Peacemaking day was set for May 20; the Russians apparently hoped to make it peacewrecking day. The tingle of tension heightened between East & West. The weapons were border incidents, propa ganda exchanges and diplomatic notes. Among them:
Special Delivery. The West decided how to answer the Soviet offer of "free" all-German elections: ask sharp questions to unmask the insincerity of the Russian proposals. How free would elections be? Would the Reds release political prisoners, restore civil rights, allow anti-Communist parties to organize and campaign? Would a free and united Germany, Russian-style, be free to join such Western alliances as the Schuman coal & steel plan and the European Army? Before committing itself to Big Four talks, said McCloy, the West "wants firm evidence, firm facts. We have all suffered too much --Germans included--to jeopardize the progress we have made."

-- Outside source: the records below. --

PR #235, opened 2020-05-15
Feat/add label to radio & add help to textarea

arnau-rius:
Add label manually into `Radio` type since there no label into `MoleculeRadioButtonGroup` component.
Add help to `Textarea`


components/form/builder/src/TextArea/index.js
```diff
@@ -69,6 +69,7 @@ const TextArea = ({
     id: textArea.id,
     name: textArea.id,
     label: textArea.label || '',
+    help: textArea.help,
```
carlosvillu, line 72: "label" and "help" are defined in the DSL?

PR #236, opened 2020-05-19
Feature/abtesting backward compatible unique contexts by experiment name

desko27:
# Add unique contexts by experiment name
Solution is backward compatible. The adoption of the new setup is not mandatory but convenient since it removes an important limitation. AB Testing tools are heavily tested so nothing is broken.

- [x] Docs
- [x] Extra tests

About the method to keep multiple contexts under the hood, @midudev deserves kudos for pointing it out! 🎉 Thanks man!

## 🔴 Limitation

We cannot nest multiple experiment contexts because they're actually a single context instance.

#### Parent component
```jsx
const experimentDataX = useExperiment({
  experimentId: 40000,
  variations: [{id: 700000, isDefault: true}, {id: 700001}]
})

const experimentDataY = useExperiment({
  experimentId: 50000,
  variations: [{id: 900000, isDefault: true}, {id: 900001}]
})

return (
  <OptimizelyXExperiment feed={experimentDataX}>
    <OptimizelyXExperiment feed={experimentDataY}>
      {/* Only Y is available in descendants... */}
    </OptimizelyXExperiment>
  </OptimizelyXExperiment>
)
```

#### Descendant
```js
const experimentDataY = useExperiment() // only Y is available here
```

## ✅ Solution

We want to have all parent experiments at disposal to be consumed from any descendant. To do that, we need to be able to ask for a specific experiment from a descendant, so we cannot continue to not passing any arguments to `useExperiment` at all.

Proposed solution looks like this:

#### Parent component
```jsx
const experimentDataX = useExperiment({
  name: 'experiment-x',
  experimentId: 40000,
  variations: [{id: 700000, isDefault: true}, {id: 700001}]
})

const experimentDataY = useExperiment({
  name: 'experiment-y',
  experimentId: 50000,
  variations: [{id: 900000, isDefault: true}, {id: 900001}]
})

return (
  <OptimizelyXExperiment feed={experimentDataX}>
    <OptimizelyXExperiment feed={experimentDataY}>
      {/* Both X and Y available in descendants... */}
    </OptimizelyXExperiment>
  </OptimizelyXExperiment>
)
```

#### Descendant
```js
const experimentDataX = useExperiment('experiment-x')
const experimentDataY = useExperiment('experiment-y')
```

### DIFF
--- a/components/abtesting/optimizelyXExperiment/src/context.js
+++ b/components/abtesting/optimizelyXExperiment/src/context.js
@@ -1,0 +1,13 @@
+import {createContext} from 'react'
+
+const experimentContexts = {
+  root: createContext()
+}
+
+export function getExperimentContext(name = 'root') {
+  if (!experimentContexts[name]) {
+    // create new context for `name` and store it to `experimentContexts`
+    experimentContexts[name] = createContext()
+  }
+  return experimentContexts[name]
+}
--- a/components/abtesting/hooks/README.md
+++ b/components/abtesting/hooks/README.md
@@ -19,10 +19,10 @@ $ npm install @s-ui/abtesting-hooks --save
 #### ⎡🧪👂⎦ Experiment Context Consumer
 
 ```js
-const {isActive, isDefault, isVariation, ...} = useExperiment()
+const {isActive, isDefault, isVariation, ...} = useExperiment('myexperiment')
 ```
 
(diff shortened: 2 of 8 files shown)


components/abtesting/optimizelyXExperiment/src/context.js
```diff
@@ -0,0 +1,13 @@
+import {createContext} from 'react'
```
midudev, line 1: 💘

PR #238, opened 2020-05-21
feat(form/builder): add onchangeCallbacck inlinebutton formbuilder

davidmartin84:


components/form/builder/src/InlineButton/index.js
```diff
@@ -21,10 +21,19 @@ const InlineButton = ({
     return onChange(inlineButton.id, value)
   }
 
+  const onChangeCallback = useCallback(
+    value => {
+      return onChange(inlineButton.id, value)
+    },
+    [onChange, inlineButton]
+  )
+
```
arnau-rius, line 30: maybe we don't need this callback, just passing onChange: onChange in the `inlineButtonProps` object is enough.. what do you think?

PR #240, opened 2020-05-23
feat(abtesting/hooks): add forceExperiment browser query flag

desko27:
# Add forceExperiment browser query flag

Now that we can give names to experiments, it's easy to provide extra methods of fake activation out of the code scope.

This way, UX or other roles can check variations whenever they like without the need of setting up and publishing the AB Test on Optimizely Panel, which is slower, cumbersome and wastes traffic from the plan.

### How does it work?

Simply add the `forceExperiment` query param to the URL on the address bar, providing experiment name and variation you want to activate as a value:
```
?forceExperiment=<experiment-name>|<variation-name>
```

For example, an experiment whose name is `myexperiment` with a `biggerButton` variation would look like this:
```
?forceExperiment=myexperiment|biggerButton
```

Note that this gets stored into the session storage, so the variation will show up through the entire navigation process until the tab gets closed. This is intended to avoid unnecessarily repeating the process of adding the mentioned query param.

### DIFF
--- a/components/abtesting/hooks/src/useExperimentCore/index.js
+++ b/components/abtesting/hooks/src/useExperimentCore/index.js
@@ -116,6 +116,10 @@ export default params => {
       const getMessageForParam = param =>
         `[ExperimentCore] Watch out!! Optimizely response will be ignored because the ${param} param.`
 
+      /*
+       * [Fake activation]
+       * Activate variation via `forceActivation` API flag
+       */
       if (forceActivation) {
         setTimeout(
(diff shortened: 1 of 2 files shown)


desko27:
Thank you @midudev! I'll submit another PR very soon to make some refactoring to the docs, because same concepts are actually split through two different packages, which I think is an issue that's growing bigger.

desko27:
Added some docs, they're going to be reused anyway!

PR #241, opened 2020-05-26
feat(abtesting/hooks): sequence of activations force experiment query…

desko27:
An improvement over #240 which enables the capability of accumulating multiple experiment activations by saving `forceExperiment` query param action to a unique session storage key.

### DIFF
--- a/components/abtesting/hooks/src/useExperimentCore/index.js
+++ b/components/abtesting/hooks/src/useExperimentCore/index.js
@@ -164,8 +164,9 @@ export default params => {
           // so it can override session storage entry.
           const [nameFromQP] = splitNames(forceExperimentFromQueryParam)
           const [nameFromSS] = splitNames(forceExperimentFromSessionStorage)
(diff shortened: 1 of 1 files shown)


components/abtesting/hooks/src/useExperimentCore/index.js
```diff
@@ -146,14 +146,36 @@ export default params => {
...
+        if (
+          forceExperimentFromQueryParam &&
+          forceExperimentFromSessionStorage
+        ) {
+          // When both query param and session storage entry are present,
+          // query param has preference BUT only if it's the same name,
+          // so it can override session storage entry.
+          const [nameFromQP] = splitNames(forceExperimentFromQueryParam)
+          const [nameFromSS] = splitNames(forceExperimentFromSessionStorage)
+          if (nameFromQP === nameFromSS) return forceExperimentFromQueryParam
```
midudev, line 167: I think this would be more readable with a ternary.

R.S.V.P. Just to show how futile it can be to try to talk things over with the Russians, the West brought up the Austrian peace treaty again. West and East had already met 258 times to work out a settlement; each time Soviet demands for more war booty had hamstrung negotiations. Last week the U.S., France and Britain repeated an unanswered U.S. suggestion for an "abbreviated peace treaty" which would recognize Austrian independence but forbid Anschluss (i.e., union) with Germany. This time, the West said firmly, it expected a reply.
Blackmail. The East's response was not pen notes but pinpricks. The incidents were small: e.g., West Germans were refused interzone passes to Berlin because "American imperialists are trying to split Germany"; British and U.S. patrols were temporarily barred from the no-mile stretch of Autobahn linking Berlin to West Germany. But each pinprick seemed to fit into an ominous Soviet stencil. The Reds were giving West Germans a glimpse of what might happen if they turn down the Soviet offer of "unity." Huffed Walter Ulbricht, East German Deputy Premier: "The day the peace contract is signed, West Berlin will learn its consequences."